- Your goal: The entries that follow include a run beginning at the line with "- Adds feature" and ending at the line with "- exp_surface_drill_activity"; restate that run word for word and leave the rest out.
[[ Entries shown open ]]
PR #1076, opened 2019-11-26
Feature/now application edit

Jsyro:
Now application has an edit endpoint that accepts a modified version of the get payload and editing values, or adding objects to nested lists. this will not be the final implementation, but it does satisfy the edit, 

Models now have a _edit_key, the group in which they edit in, and an _edit_groups, which says what edit they are allowed to be edited by.


python-backend/app/api/mines/permits/permit/resources/permit.py
```diff
@@ -47,7 +47,6 @@ class PermitListResource(Resource, UserMixin):
     parser.add_argument('uploadedFiles', type=list, location='json', store_missing=False)
 
     @api.doc(params={'mine_guid': 'mine_guid to filter on'})
-    @requires_role_view_all
```
nayr974: We still want to keep this role I believe.

python-backend/app/api/now_applications/resources/now_application_resource.py
```diff
@@ -29,17 +30,33 @@ class NOWApplicationResource(Resource, UserMixin):
...
+    )
+    @requires_role_edit_permit
+    @api.marshal_with(NOW_APPLICATION_MODEL, code=200)
+    def put(self, application_guid):
+        now_application_identity = NOWApplicationIdentity.find_by_guid(application_guid)
+        if not now_application_identity:
+            raise NotFound('No identity record for this application guid.')
+
+        if now_application_identity.now_application_id is None:
+            raise NotImplemented('this would cause transmogrify and save, not yet')
```
nayr974: This message should is public, please revise this without referencing transmogrify eg "This application has not been imported. Please import an application before making changes."

python-backend/app/api/now_applications/resources/now_application_resource.py
```diff
@@ -29,17 +30,33 @@ class NOWApplicationResource(Resource, UserMixin):
...
+        data = request.json
+        now_application_identity.now_application.deep_update_from_dict(data)
```
nayr974: Should this just be named update? Does this class need to know implementation details of the other class?

python-backend/app/api/mines/permits/permit/resources/permit.py
Jsyro: fixed

python-backend/app/api/mms_now_submissions/models/application.py
```diff
@@ -121,7 +119,7 @@ def __repr__(self):
     @classmethod
     def find_by_application_guid(cls, guid):
         cls.validate_guid(guid)
-        mms_cid = NOWApplicationIdentity.filter_by(application_guid=guid).first().mms_cid
```
Jsyro: reminder: this needs to be fixed

python-backend/app/api/now_applications/resources/now_application_resource.py
Jsyro: i think 'deep' is an important prefix, because it can be unclear if it's updating the object, or related objects as well. could remove the 'from' dict suffix, but without that the caller doesn't know what the input type should be.

python-backend/app/api/mms_now_submissions/models/application.py
Jsyro: why fix it when you can remove it .

services/core-api/app/api/mines/permits/permit_amendment/models/permit_amendment.py
```diff
@@ -13,10 +13,14 @@
 
 from . import permit_amendment_status_code, permit_amendment_type_code
 from app.api.utils.models_mixins import AuditMixin, Base
+from app.api.constants import *
 
 
 class PermitAmendment(AuditMixin, Base):
     __tablename__ = 'permit_amendment'
+    _edit_groups = [PERMIT_EDIT_GROUP, PERMIT_AMENDMENT_EDIT_GROUP, MINE_EDIT_GROUP]
+    _edit_key = PERMIT_AMENDMENT_EDIT_GROUP
```
Jsyro: Starting at permit amendments, you can only edit related entities with PERMIT_AMENDMENT_EDIT_GROUP in _edit_groups, in this example you cannot go up to edit a Permit from the amendment.

services/core-api/app/api/mines/permits/permit/models/permit.py
```diff
@@ -12,10 +12,14 @@
 from app.api.parties.party_appt.models.mine_party_appt import MinePartyAppointment
 
 from app.api.utils.models_mixins import AuditMixin, Base
+from app.api.constants import *
 
 
 class Permit(AuditMixin, Base):
     __tablename__ = 'permit'
+    _edit_groups = [PERMIT_EDIT_GROUP, MINE_EDIT_GROUP]
+    _edit_key = PERMIT_EDIT_GROUP
```
Jsyro: since Permit Amendment has PERMIT_EDIT_GROUP as an edit group, you can edit next permit_amendments from the permit.

services/core-api/app/api/utils/setup_marshmallow.py
```diff
@@ -47,17 +75,39 @@ class Meta(object):
...
+                    raise e
+
     return setup_schema_fn
 
 
 # TODO: finish this and resolve errors now_application/activity_detail_base.activity_type_code to all for programatic generation of schema
 # TODO: add call to model method to execute post_generation of schema.
-# event.listen(mapper, "after_configured", setup_schema(Base, db.session))
+
+#event.listen(mapper, "after_configured", setup_schema(BaseModel, db.session))
```
Jsyro: if this line was uncommented, this would run, for now. it's just the start of future code.

services/core-api/app/api/mines/permits/permit/models/permit.py
```diff
@@ -12,10 +12,14 @@
 from app.api.parties.party_appt.models.mine_party_appt import MinePartyAppointment
 
 from app.api.utils.models_mixins import AuditMixin, Base
+from app.api.constants import *
 
 
 class Permit(AuditMixin, Base):
     __tablename__ = 'permit'
+    _edit_groups = [PERMIT_EDIT_GROUP, MINE_EDIT_GROUP]
```
nayr974: I don't think we want permits to be in the mine edit group.

services/core-api/app/api/mines/permits/permit_amendment/models/permit_amendment.py
```diff
@@ -13,10 +13,14 @@
 
 from . import permit_amendment_status_code, permit_amendment_type_code
 from app.api.utils.models_mixins import AuditMixin, Base
+from app.api.constants import *
 
 
 class PermitAmendment(AuditMixin, Base):
     __tablename__ = 'permit_amendment'
+    _edit_groups = [PERMIT_EDIT_GROUP, PERMIT_AMENDMENT_EDIT_GROUP, MINE_EDIT_GROUP]
```
nayr974: Same comment about the mine_edit_group and permits.

services/core-api/app/api/utils/models_mixins.py
```diff
@@ -82,26 +86,47 @@ def deep_update_from_dict(self, data_dict, depth=0):
...
 
             if isinstance(v, list):
+                rel = getattr(self.__class__, k) #SA.relationship definition
                 obj_list = getattr(self, k)
+                obj_list_class = rel.property.entity.class_
+
+                if _edit_key not in obj_list_class._edit_groups:
+                    #not part of same edit group, skip
+                    current_app.logger.debug(
+                        f'COMBOBREAKER!!! {_edit_key} not in {obj_list_class} edit groups {obj_list_class._edit_groups}'
```
nayr974: Do we want to keep these debug statements in?

services/core-api/app/api/now_applications/resources/now_application_resource.py
```diff
@@ -29,17 +30,35 @@ class NOWApplicationResource(Resource, UserMixin):
...
+    )
+    @requires_role_edit_permit
+    @api.marshal_with(NOW_APPLICATION_MODEL, code=200)
+    def put(self, application_guid):
+        now_application_identity = NOWApplicationIdentity.find_by_guid(application_guid)
+        if not now_application_identity:
+            raise NotFound('No identity record for this application guid.')
+
+        if now_application_identity.now_application_id is None:
+            raise NotImplemented(
```
pdittaro: I don't think this is a correct invocation of the NotImplemented exception - it should be used if a specific function invocation isn't supported.

services/core-api/app/api/now_submissions/models/application.py
```diff
@@ -225,7 +227,11 @@ def __repr__(self):
     @classmethod
     def find_by_now_application_guid(cls, now_application_guid):
         cls.validate_guid(now_application_guid)
-        now_identity = NOWApplicationIdentity.query.filter_by(now_application_guid=now_application_guid).first()
+
+        from app.api.now_applications.models.now_application_identity import NOWApplicationIdentity
```
pdittaro: Imports should be at the top of the file

services/core-api/app/api/mines/permits/permit/models/permit.py
Jsyro: changed

services/core-api/app/api/mines/permits/permit_amendment/models/permit_amendment.py
Jsyro: changed

services/core-web/src/components/dashboard/noticeOfWorkHomePage/NoticeOfWorkHomePage.js
```diff
@@ -1,3 +1,5 @@
+/* eslint-disable */
```
pdittaro: Do we need to disable this?

services/core-api/app/api/utils/models_mixins.py
Jsyro: Yes, but could use be tweaked, debug is the highest detail, we should use err,warn,info,debug logging levels better.

services/core-api/app/api/now_submissions/models/application.py
Jsyro: it causes a circular import at the top of the file, this works.... i can do some more digging if needed.

services/core-api/app/api/now_applications/resources/now_application_resource.py
Jsyro: this is http not implemented, not python.

services/core-web/src/components/dashboard/noticeOfWorkHomePage/NoticeOfWorkHomePage.js
Jsyro: apparently not.

services/core-api/app/api/now_submissions/models/application.py
pdittaro: I guess that's why its a should instead of shall, this seems like a valid reason.

services/core-api/app/api/now_applications/resources/now_application_resource.py
pdittaro: Ah, okay thats fine.

PR #1875, opened 2021-10-12
MDS-3886 Allow Draft Permit Issue Date to be in the future/or not required

areyeslo:
# Main

- Only issue date in Draft permits are allowed to be in the future and the date is not required.
- Issue date in issued permits is not allowed.

# Other
- N/A

# How to test
## Set date in the future
- Set a date in the future in a Draft permit and save:
image

- Confirm is successfully updated:
image

- Solve all the issues in Process tab.

- Click on issue a Permit:
image

-  Confirm issue date cannot be set in the future:
image

- Have to be unable to proceed to issue the permit when clicking Issue Permit button.

## Issue date is not set:

- Under Draft, fill with blank as issue date and set authorization end date. Then save:
image

- Confirm is successfully updated:
image

- Solve all the issues in Process tab.

- Click on issue a Permit:
image

-  Confirm issue date cannot be empty:
image

- Have to be unable to proceed to issue the permit when clicking Issue Permit button.

# Notes
https://bcmines.atlassian.net/browse/MDS-3886

### DIFF
--- a/services/core-web/src/components/Forms/permits/GeneratePermitForm.js
+++ b/services/core-web/src/components/Forms/permits/GeneratePermitForm.js
@@ -6,11 +6,7 @@ import { Field, reduxForm, getFormValues } from "redux-form";
 import { Form } from "@ant-design/compatible";
 import "@ant-design/compatible/assets/index.css";
 import { Col, Row, Descriptions } from "antd";
-import {
-  required,
-  dateNotAfterOther,
-  dateNotBeforeOther,
-} from "@common/utils/Validate";
+import { required, dateNotAfterOther, dateNotBeforeOther } from "@common/utils/Validate";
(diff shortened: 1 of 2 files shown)


services/core-web/src/components/Forms/permits/GeneratePermitForm.js
```diff
@@ -220,8 +219,6 @@ export const GeneratePermitForm = (props) => {
                 label="Issue Date*"
                 component={renderConfig.DATE}
                 validate={[
-                  required,
-                  dateNotInFuture,
                   dateNotAfterOther(props.formValues.auth_end_date),
```
mmumby: I think you have to also remove the validation on the 'auth_end_date' as well, Neither should be required on this form as they don't always have the data at this point and could prevent them from editing other things.

mmumby (approved):
🔥

PR #1878, opened 2021-10-15
Adding lead and issuing inspector name column in the Applications page.

areyeslo:
# Main
Add Lead and Issuing Inspector columns in Application page.

# Other
- N/A

# How to test
- Under Permit & Approvals select Applications for a specific mine:
- Two new columns are shown under the Notice of Work Applications:
image

# Notes
https://bcmines.atlassian.net/browse/MDS-3806


mmumby (changes requested):
Just tested the search for "issuing_inspector" and it does not return any results. 


This may need another look to ensure the search is working for both inspector types - I believe you will have to add the filter to the BE as this is a BE search. 

look into 'now_application_list_resource.py' and the if statement with 'lead_inspector_name', 


Also, add 'issuing_inspctor_name' to the defaultParams on 'NoticeOfWorkHomePage.js'

mmumby (approved):
Thanks for making the updates! Looks good.

PR #1880, opened 2021-10-18
Removing limit of mines returned.

areyeslo:
# Main
- Minespace list every mine that a proponent has access on the "My Mines" page.

# Other
- N/A

# How to test
- Adding mines to proponent.

1. Get the maximum number of mines associated to a proponent:
```
select user_id, count(user_id)
from minespace_user_mds_mine_access
group by user_id
order by 1 desc
```

2. Delete data for your user in minespace_user_mds_mine_access. I am using mining@bceid which is user_id= 253
```
delete 
from minespace_user_mds_mine_access
where user_id= 253

```
3. Insert new records considering as a base the records with the maximum number of mines found in step 1:
```
select 'INSERT INTO minespace_user_mds_mine_access values (253, '''||mine_guid||''')'
from minespace_user_mds_mine_access
where user_id=237 // the user_id with the maximum number of mines from step 1.
```
4. Ensure you commit the changes in database if you did not auto-commit.

- **Validation**: 
Get the same number of mines in the first query and in minespace UI:
image

Get the 50 mines limit in core UI:
image

# Notes
https://bcmines.atlassian.net/browse/MDS-3721

### DIFF
--- a/services/core-api/app/api/mines/mine/models/mine.py
+++ b/services/core-api/app/api/mines/mine/models/mine.py
@@ -226,7 +226,6 @@ class Mine(SoftDeleteMixin, AuditMixin, Base):
 
     @classmethod
     def find_by_mine_name(cls, term=None, major=None):
-        MINE_LIST_RESULT_LIMIT = 50
         if term:
             name_filter = Mine.mine_name.ilike('%{}%'.format(term))
             mines_q = Mine.query.filter(name_filter).filter_by(deleted_ind=False)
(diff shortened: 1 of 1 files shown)


mmumby (changes requested):
Tested - Having issues with the Admin tab returning data, lets discuss before merging.

mmumby (approved):
🔥  

well done, Arturo! Thanks for making those updates.

PR #1881, opened 2021-10-19
MDS-3925: Add linting workflow for manifests

jon-funk:
# Main

- Adds workflow to check kubernetes manifests during PRs

# Other

- Increases select quotas to better handle spiking demand for key services (namely FE, BE)
- Adjusts backend readiness & liveness probes to be more forgiving during deploy. Should lead to a smoother prod deploy.
- As per the PS request: update legacy scalingTargetRef blocks on all HPAs to specify the API endpoint of DCs as this is required syntax in new OCP versions.
- Fixes pr checklist spam. Had to collapse comment to single line and include extra whitepace at the end of every line??!?!??

# How to test

- N/A

# Notes

- N/A

### DIFF
--- a/.github/workflows/pr_checklist.yaml
+++ b/.github/workflows/pr_checklist.yaml
@@ -11,10 +11,5 @@ jobs:
         env:
           GITHUB_TOKEN: "${{ secrets.GITHUB_TOKEN }}"
         with:
-          msg: |
-            Definition of Done Reminders:
-            - [ ] Did you update associated documentation?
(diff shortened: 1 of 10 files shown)


JustinMacaulay (approved):
Looks good.

jon-funk:
Historical note: The failing linting checks are warnings related to legacy syntax. They are harmless and we've been using them for months so we'll just keep them in mind moving forward and incrementally correct them.

PR #1891, opened 2021-11-12
MDS-4001: resource audit

jon-funk:
# Main

- Performed a resource audit across all our kubernetes resources and adjusted them according to historical data
- This is important because we can't waste our quota and need to make room for new services in the future
- Using https://app.sysdigcloud.com/#/dashboard-template/view.kubernetes.cluster.rightsizing?from=1636070400&to=1636675200

# Other

- N/A

# How to test

- N/A

# Notes

- Overall, the trend is that most services were over provisioned for CPU and had just enough or under provisioned amounts of ram
- Additionally, if I've done the math correctly we should see better stability


JustinMacaulay (approved):
Looks good.

PR #1892, opened 2021-11-15
Feature/mds 3995 feature flagging in minespace

JustinMacaulay:
# Main

- Adds feature flagging to MineSpace through the AuthorizationWrapper Component just as it is in CORE.

# Other

- Added the flagging to the Record Incident button in MineSpace to shoe in test.

# How to test

- See that the button is available in test and then push to prod and confirm the button is not there.


services/minespace-web/src/constants/permissions.js
```diff
@@ -1,2 +1,3 @@
 export const IN_DEVELOPMENT = "inDevelopment";
 export const IN_TESTING = "inTesting";
+export const ADMIN = "role_admin";
```
mmumby: is ADMIN being used?

mmumby (commented):
Just one small comment regarding unused const, otherwise looks good!

mmumby (approved):

PR #1915, opened 2021-12-02
Fix/docker compose upgrade

jon-funk:
# Main

- Correct volume paths for docker compose V2
- Correct some makefile file paths/links

# Other

- N/A

# How to test

- You need to `make clean` so your volumes continue to work
- Run `make be` `make getdb` `make seeddb`

# Notes

- N/A


mmumby (approved):
Tested! Thanks for making this update 🔥

PR #1925, opened 2021-12-15
Updated the now_submission tables to include the new fields

mmumby:
# Main

-  Updated the following now_submission tables:
- application
- exp_access_activity
- camps
- buildings
- stagingareas
- exp_surface_drill_activity
- surface_bulk_sample_activity
- sand_grv_qry_activity

# Other

- Mapping to the core now_application tables will happen in a follow up PR - This PR is to ensure we get the data when vFCBC pushes their updated to prod.

# How to test

- Submit a now_submission to the local API with the new fields and ensure it populates in the db.

# Notes
 N/A

### DIFF
--- a/migrations/sql/V2021.12.14.15.52__update_now_submission_data.sql
+++ b/migrations/sql/V2021.12.14.15.52__update_now_submission_data.sql
@@ -1,9 +1,9 @@
 ALTER TABLE now_submissions.application
 ADD COLUMN IF NOT EXISTS maxannualcubicmeters   numeric,
 ADD COLUMN IF NOT EXISTS proposedstartmonth     varchar(100),
-ADD COLUMN IF NOT EXISTS proposedstartday       varchar(300),
-ADD COLUMN IF NOT EXISTS proposedendmonth       varchar(300),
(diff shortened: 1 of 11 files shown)


migrations/sql/V2021.12.14.15.52__update_now_submission_data.sql
```diff
@@ -0,0 +1,42 @@
+ALTER TABLE now_submissions.application
+ADD COLUMN IF NOT EXISTS maxannualcubicmeters   numeric,
+ADD COLUMN IF NOT EXISTS proposedstartmonth     varchar(100),
```
areyeslo, line 3: Just one overall comment, wondering if there is a special case to assign 100 or 300 length to day/month for the fields related to month and day. Would it be enough to add length 2 or 3 if you are handling days from 01-31 and months from 01-12?

mmumby: discussed on a call!

BenHarrington (approved):
Great job Meredith!

PR #1926, opened 2021-12-15
Minespace vc authn 0.1

Jsyro:
# Main

- Add small configuration for minespace website to use vc-authn OIDC Identity Provider as a new method for authentication

# Other

- I've added a new Identity Provider to the MDS TEST Keycloak Realm, see that configuration. 

# How to test
- ~~Once this PR is merged and deployed. https://github.com/bcgov/a2a-trust-over-ip-configurations/pull/72.~~ This PR's Minespace instance allows for login with bcgov-minespace-access:0.1 credentials issued by (https://mcad-bpa-dev.apps.silver.devops.gov.bc.ca/)

# Notes

~~- Unsure if this will work exactly as is, please advise on how to deploy this instance before merging this PR. Or to run this locally and connect with your TEST KC realm~~

- Works locally, will produce video to showcase, I have videos, unsure how to share them. 

# Future Work
**- If you want to make custom buttons that redirect automatically to the two given login screens, can you do that via idp_hint's. It looks like the prod log-in button does this, so even deployed to PROD, the login button will take users directly to the BCeID login until you change that KC client or create a new button with a different idp hint.**


openshift4/templates/minespace.dc.yaml
```diff
@@ -81,6 +81,10 @@ parameters:
     displayName: AppName
     description: Application name for grouping pods in Openshift
     value: Stand-Alone
+  - name: VCAUTHN_PRES_REQ_CONF_ID
+    displayName: VC-AUTHN-PRES-REQ_CONF_ID
+    description: Presentation Requestion Configuration Id for KC to foward to vc-authn Identity Provider
+    value: minespace-access-0.1-dev
```
Jsyro, line 87: @jon-funk How/Where do we define the parameters into the DC's? this should be different for each environment.

.github/workflows/deploy-prod.yaml
```diff
@@ -74,5 +74,6 @@ jobs:
           -p MS_KEYCLOAK_CLIENT_ID=minespace-prod \
           -p SITEMINDER_URL=https://logon.gov.bc.ca \
           -p MATOMO_URL=https://matomo-4c2ba9-prod.apps.silver.devops.gov.bc.ca/ \
+          -p VCAUTHN_PRES_REQ_CONF_ID=minespace-access-0.1 \
```
Jsyro, line 77: NOTE, this pres_req_conf_id doesn't exist yet. https://github.com/bcgov/a2a-trust-over-ip-configurations/tree/master/proof-configurations/minespace-access

If this version/solution needs to work in production, just copy paste the `test` one and change the id value to match this line.

Jsyro: Oh, actually we would need to configure the VC-AUTHN installation to have a client for the PROD MDS Keycloak Realm. 

Let me know if you want me to do this before merging. But there are two steps before this can work in prod (permanent connection between vc-authn and mds Keycloak, and the proof configuration being added to the vc-authn deployment).

jon-funk:
I'm happy with the pipeline, param, and manifest changes. Might just want to have Justin to sign off on the decision for the frontend login / flagging approach.

Jsyro:
How the FE works. 'Log in with Verifiable Credentials' buttons are feature flagged on only visible locally and in test. 

image

Jsyro:
Lastly, the vcauthn service is vulnerable to being spoofed (the pres_req_conf_id can be modified by the user). This means minespace should inspect the JWT token, and ensure the `pres_req_conf_id` matches the same one that the user was redirected to. 

I've configured the IDP in TEST KC to map the `pres_req_conf_id` to the client which maps it to the JWT, so it is visible to the application as the `pres_req_conf_id` attribute the JWT and AuthorizationGuard should probably be modified to handle this case (if `pres_req_conf_id` exists, compare it to `env.vcauthn_pres_req_conf_id`).

services/minespace-web/src/components/pages/LandingPage.js
```diff
@@ -55,13 +56,29 @@ export const LandingPage = (props) => (
...
+            <AuthorizationWrapper inTesting>
+              <Button type="primary" size="large" className="login">
+                <a
+                  href={`${COMMON_ENV.KEYCLOAK.loginURL}${MINESPACE_ENV.BCEID_LOGIN_REDIRECT_URI}&kc_idp_hint=${COMMON_ENV.KEYCLOAK.vcauthn_idpHint}`}
+                >
+                  Log in with Verifiable Credentials
+                </a>
+              </Button>
+            </AuthorizationWrapper>
+          </div>
```
mmumby, line 81: Is it possible to use the default log in screen with VC as an option like core does? (but remove the IDIR option) ?
Screen Shot 2021-12-21 at 9 06 07 AM

Jsyro: That is an option, if that is preferred, but that is KC configuration that is out of code (not in GH), and would need to be replicated in TEST and PROD. 

If this is preferred by your team, I can look into it, but the two buttons with kc_idp_hint was easier.  

I don't know exactly how to pick and choose which IDP methods come up for each client.

Jsyro: I can see if any of these options will give us what we want, but it's not 'customizable' beyond that as far as I know. 

image

mmumby: @Jsyro confirmed with the team, the two-button approach works for now! well done.

.github/workflows/deploy-prod.yaml
jon-funk: I don't think we want to enable this on prod right now, so no need to set that up.

mmumby (approved):
Tested the BCeId log-in flow locally and it still works as expected.

PR #1927, opened 2021-12-16
Add cronjob manifest for gis refresh

jon-funk:
# Main

- Adds manifest for cronjob definition that generates a generic psql client pod that executes a arbitrary psql command
- sql command for this manifest is to refresh the gis export materialized view nightly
[[ Entries shown closed ]]
- Result of this task:
- Adds feature flagging to MineSpace through the AuthorizationWrapper Component just as it is in CORE.

# Other

- Added the flagging to the Record Incident button in MineSpace to shoe in test.

# How to test

- See that the button is available in test and then push to prod and confirm the button is not there.


services/minespace-web/src/constants/permissions.js
```diff
@@ -1,2 +1,3 @@
 export const IN_DEVELOPMENT = "inDevelopment";
 export const IN_TESTING = "inTesting";
+export const ADMIN = "role_admin";
```
mmumby: is ADMIN being used?

mmumby (commented):
Just one small comment regarding unused const, otherwise looks good!

mmumby (approved):

PR #1915, opened 2021-12-02
Fix/docker compose upgrade

jon-funk:
# Main

- Correct volume paths for docker compose V2
- Correct some makefile file paths/links

# Other

- N/A

# How to test

- You need to `make clean` so your volumes continue to work
- Run `make be` `make getdb` `make seeddb`

# Notes

- N/A


mmumby (approved):
Tested! Thanks for making this update 🔥

PR #1925, opened 2021-12-15
Updated the now_submission tables to include the new fields

mmumby:
# Main

-  Updated the following now_submission tables:
- application
- exp_access_activity
- camps
- buildings
- stagingareas
- exp_surface_drill_activity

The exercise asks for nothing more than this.